I designed custom cable resting units that provided secure yet accessible routing pathways. While early versions were 3D-printed, they were engineered with sheet metal bending in mind for scalable manufacturing. My work defined the critical mounting locations, access clearances, and dimensions needed, forming the foundation for the PS2’s final cable management system.
PS1 — PCB ProtectionBackground
While the PS2 was in development, sustaining work was still needed on the PS1—Poursteady’s original flagship machine, with hundreds of units in use worldwide. Over time, some components naturally began to degrade. A particularly costly issue involved a minor internal water spray from a worn hose.
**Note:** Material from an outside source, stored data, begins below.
PR #1030, opened 2020-04-20
ServerEntityNetworkManager doesn't dispatch messages if the client got disconnected

### LINKED ISSUE #1029: ServerEntityNetworkManager throws if a client disconnects before their message is supposed to be handled
`ServerEntityNetworkManager` queues up incoming messages to play them later if they come in earlier than the client expected. The problem is that if you disconnect between the message coming in and it actually being handled, the server will throw while trying to fetch a player session for you.

Easy way to replicate this is to add `message.SourceTick += 60;` on [this line](https://github.com/space-wizards/RobustToolbox/blob/c770c2dd1195f6fb04bbafe00223898c9fe586ec/Robust.Server/GameObjects/ServerEntityNetworkManager.cs#L111). Then hit a button like move and immediately disconnect the client.

snowsignal:
Fixes #1029.

### What this PR does
Fixes a bug where the ServerEntityNetworkManager would attempt to retrieve the session of a disconnected client when dispatching messages.

### DIFF
--- a/Robust.Server/GameObjects/ServerEntityNetworkManager.cs
+++ b/Robust.Server/GameObjects/ServerEntityNetworkManager.cs
@@ -127,7 +127,7 @@ namespace Robust.Server.GameObjects
         private void DispatchEntityNetworkMessage(MsgEntity message)
         {
             // Don't try to retrieve the session if the client disconnected
-            if (!message.MsgChannel.NetPeer.IsConnected)
+            if (!message.MsgChannel.IsConnected)
             {
                 return;
             }
--- a/Robust.Server/GameObjects/ServerEntityNetworkManager.cs
+++ b/Robust.Server/GameObjects/ServerEntityNetworkManager.cs
@@ -126,6 +126,12 @@ namespace Robust.Server.GameObjects
 
         private void DispatchEntityNetworkMessage(MsgEntity message)
         {
+            // Don't try to retrieve the session if the client disconnected
+            if (!message.MsgChannel.NetPeer.IsConnected)
+            {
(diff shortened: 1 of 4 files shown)


Robust.Server/GameObjects/ServerEntityNetworkManager.cs
```diff
@@ -126,6 +126,12 @@ private void HandleEntityNetworkMessage(MsgEntity message)
 
         private void DispatchEntityNetworkMessage(MsgEntity message)
         {
+            // Don't try to retrieve the session if the client disconnected
+            if (!message.MsgChannel.NetPeer.IsConnected)
```
PJB3005: `NetPeer.IsConnected` on the server just reads whether ANY client is connected, not specifically the one that `MsgChannel` came from. You'll need to add one on `NetChannel` itself.

Robust.UnitTesting/RobustIntegrationTest.NetManager.cs
```diff
@@ -299,6 +299,8 @@ private sealed class IntegrationNetChannel : INetChannel
                 public int ConnectionUid { get; }
                 long INetChannel.ConnectionId => ConnectionUid;
 
+                public bool IsConnected { get; }
```
PJB3005, line 302: You're gonna have to initialize this to `true` for integration tests.

snowsignal: Alright, wasn't sure if I should leave it uninitialized since it isn't used within the tests.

When this moisture reached the main PCB, it rendered the machine inoperable, often requiring a full board replacement—each costing over $1,000.
Challenge
How might we design a fast, low-cost, and easily installable in-house solution to prevent water damage to PS1 machines—minimizing downtime and costly PCB replacements?
Given the severity and cost of this issue, the solution needed to be manufacturable in-house, installable by anyone from maintenance personnel to baristas, and deployable within a three-week timeline from ideation to shipment.
Impact
I led the end-to-end development of the solution—from ideation through prototyping, testing, and production. I used fishpaper (sourced in bulk from McMaster-Carr) and employed vinyl cutting as the primary manufacturing method using in-office equipment. The final design included built-in affordances for intuitive, tool-free installation.
We shipped the solution to all clients at risk of failure, and feedback was positive—praised for its ease of use and effectiveness. While the exact cost savings are difficult to quantify, the solution likely prevented thousands of dollars in PCB replacements and helped strengthen customer trust through responsive support.